Richard Llewellyn’s How Green was my Valley made generations of readers fall in love with Welsh miners. When I encountered him, he was an old right-winger who admired Margaret Thatcher and had no time at all for the men still going down the pit, albeit in rapidly diminishing numbers.

It retrospectively tainted the novel as if the sympathy with which it was written was fraudulent. It was like finding out that Harry Crosbie secretly went to Eton and was only letting on to love Dublin.

THE thing about being a literary groupie is that it’s an immutable condition. Nothing cures it. Nothing reduces the thrill of encountering a writer whose work you love.

While many of those attending this week’s event in Listowel will be hungry for the information which will allow them to get their own work into print, the rest will be groupies like me, so in thrall – to give just one example – to the sweeping confidence of Declan Hughes’ crime fiction (his latest novel is City of Lost Girls) that even if, in person, he turns out to have the dynamism of rotted seaweed, we’ll still be glad we saw and heard him. For many of those attending, the chance to encounter, say, Roddy Doyle and simply tell him how much pleasure his work has given them is enough. It does help, that being your objective, if you can stay coherent.

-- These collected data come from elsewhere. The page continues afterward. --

PR #244, opened 2022-11-02
Refactor PTML C

pfez:
This PR contains a few preliminary changes that are necessary for a larger refactor of the PTML C generation, that happens later in revng-c decompilation pipeline.

### DIFF
--- a/lib/Model/Type.cpp
+++ b/lib/Model/Type.cpp
@@ -727,6 +727,23 @@ bool QualifiedType::isPointer() const {
   return isPointerImpl(*this);
 }
 
+static RecursiveCoroutine<bool> isConstImpl(const model::QualifiedType &QT) {
+  if (not QT.Qualifiers.empty()) {
+    // If there are qualifiers, just look at the first
+    rc_return Qualifier::isConst(QT.Qualifiers.front());
+  } else if (auto *TD = dyn_cast<model::TypedefType>(QT.UnqualifiedType.get())) {
+    // If there are no qualifiers, but it's a typedef, traverse it
+    rc_return rc_recur isConstImpl(TD->UnderlyingType);
+  }
+
+  // If there are no qualifiers, and it's not a typedef, it's not const.
+  rc_return false;
+}
+
+bool QualifiedType::isConst() const {
+  return isConstImpl(*this);
+}
+
 static RecursiveCoroutine<bool>
 isPrimitiveImpl(const model::QualifiedType &QT,
                 model::PrimitiveTypeKind::Values V) {
--- a/include/revng/ADT/UpcastablePointer.h
+++ b/include/revng/ADT/UpcastablePointer.h
@@ -57,7 +57,7 @@ concept NotUpcastablePointerLike = not UpcastablePointerLike<T>;
 // clang-format off
 template<typename ReturnT, typename L, UpcastablePointerLike P, size_t I = 0>
   requires(not std::is_void_v<ReturnT>)
-ReturnT upcast(P &&Upcastable, const L &Callable, const ReturnT &IfNull) {
+ReturnT upcast(P &&Upcastable, L &&Callable, const ReturnT &IfNull) {
   // clang-format on
   using pointee = std::remove_reference_t<decltype(*Upcastable)>;
   using concrete_types = concrete_types_traits_t<pointee>;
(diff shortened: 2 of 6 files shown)


include/revng/PTML/Constants.h
```diff
@@ -23,7 +23,12 @@ inline constexpr auto ModelEditPath = "data-model-edit-path";
 
 } // namespace attributes
 
-namespace scopes {} // namespace scopes
+namespace scopes {
+
+// Default name for a foldable scope in PTML with no other meaning
+inline constexpr auto Generic = "ptml.generic.scope";
```
aleclearmind, line 29: 1. Why introduce this on the `revng` side?
2. You sure you can't come up with a name for a scope? What's the use case?

lib/Model/Type.cpp
```diff
@@ -727,6 +727,23 @@ bool QualifiedType::isPointer() const {
   return isPointerImpl(*this);
 }
 
+static RecursiveCoroutine<bool> isConstImpl(const model::QualifiedType &QT) {
+  if (not QT.Qualifiers.empty()) {
+    // If there are qualifiers, just look at the first
+    rc_return Qualifier::isConst(QT.Qualifiers.front());
+  } else if (auto *TD = dyn_cast<model::TypedefType>(QT.UnqualifiedType.get())) {
+    // If there are no qualifiers, but it's a typedef, traverse it
+    rc_return rc_recur isPointerImpl(TD->UnderlyingType);
```
aleclearmind, line 736: `isPointerImpl`?

aleclearmind (changes requested):

include/revng/PTML/Constants.h
aleclearmind: 2. What's the *specific* usage you need it for as of now? If we accept this, we could drop scope *names* (not scope themselves) entirely, which might actually be a good idea.
   We already have `data-location-*` to assign meaning to things. What's the use of having a `asm.basic-block` scope? It seems redundant to the associated `data-location-definition`. @mrjackv what's your take?

mrjackv: My general take on defining scopes was: "we already are putting the attribute, might as well describe what the scope is about"
Right now (with the exception of `asm.instruction`) the're all treated equally, but maybe we might want to have things like "Collapse all unions" while in `model_header.h` which does require knowing which scope is which

aleclearmind: @pfez On a second thought, let's keep the PTML scopes and let's ban any "generic" scope.
If you think there are scopes that are really really "generic", please bring an example. I suspect every scope can get a decent name.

I can’t rise to coherence in the presence of a writer whose work I love. When I was introduced to Joseph O’Connor in an RTÉ Radio Centre corridor, all I could produce was a grinning silence so absolute, he must have thought I was having a neurological accident.

In the last couple of decades there has been an emerging requirement for writers to become the marketing arm for their own work, talking it up on radio and TV and spewing selected secrets about themselves to profile writers in order to appear in newspapers and magazines around publication day.

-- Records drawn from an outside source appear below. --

PR #245, opened 2022-11-03
Fix tools empty input crash

drblallo:
Fix various edge cases when a binary with no functions was analyzed


drblallo:
related to https://rev.ng/gitlab/revng-private/revng-c/-/merge_requests/120
and https://rev.ng/gitlab/revng-private/revng-c/-/merge_requests/120

aleclearmind:
Please replace `FileContainer` with the new `StringBufferContainer` wherever appropriate.

drblallo:
> Please replace `FileContainer` with the new `StringBufferContainer` wherever appropriate.

i looked into it, the only uses that are left are InputFileContainer, ObjectFileContainer and TranslatedFileContainer. The first is useful to keept  it around that way, and the latter two are needed because we link on disk.

CrossRelations will be replaced by antonio's merge request, so in the end the only one worth replacing was the SVG one.

aleclearmind:
Merged in 0440714. Thanks!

Some writers engage in the bookselling media circus with more enthusiasm than others. One of those appearing at this year’s Writers’ Week is Jennifer Johnston, whose Truth or Fiction has just been brought out in paperback by Headline Review.

Johnston was not built for the personal hard sell. Years ago, she appeared on UTV’s I Don’t Think we’ve Met, so named because the presenter, Bunny Carr, to avoid having to do research in advance of broadcasts, invented a format whereby the show opened with him facing an empty chair. As the titles rolled, a total stranger would walk out and sit down in front of him, offer their name and profession, and it was then up to Bunny to find out more. When Jennifer Johnston took the empty seat, she told him she wrote books.

“What kind of books?” he asked.

“Small books,” came the crisp reply.

To describe a masterpiece like How Many Miles to Babylon? as a small book is wilful understatement characteristic of Johnston. Fortunately, writers of such unflatterable common sense are balanced by those who fool Oprah by extending their talent for fiction into the embellishment of their own lives.

Listowel, this coming week, will be spilling over with people who want to write, people who read, and with writers.

Writers: Those infinitely valuable artists who tell the bright shining lies by which we understand the truth.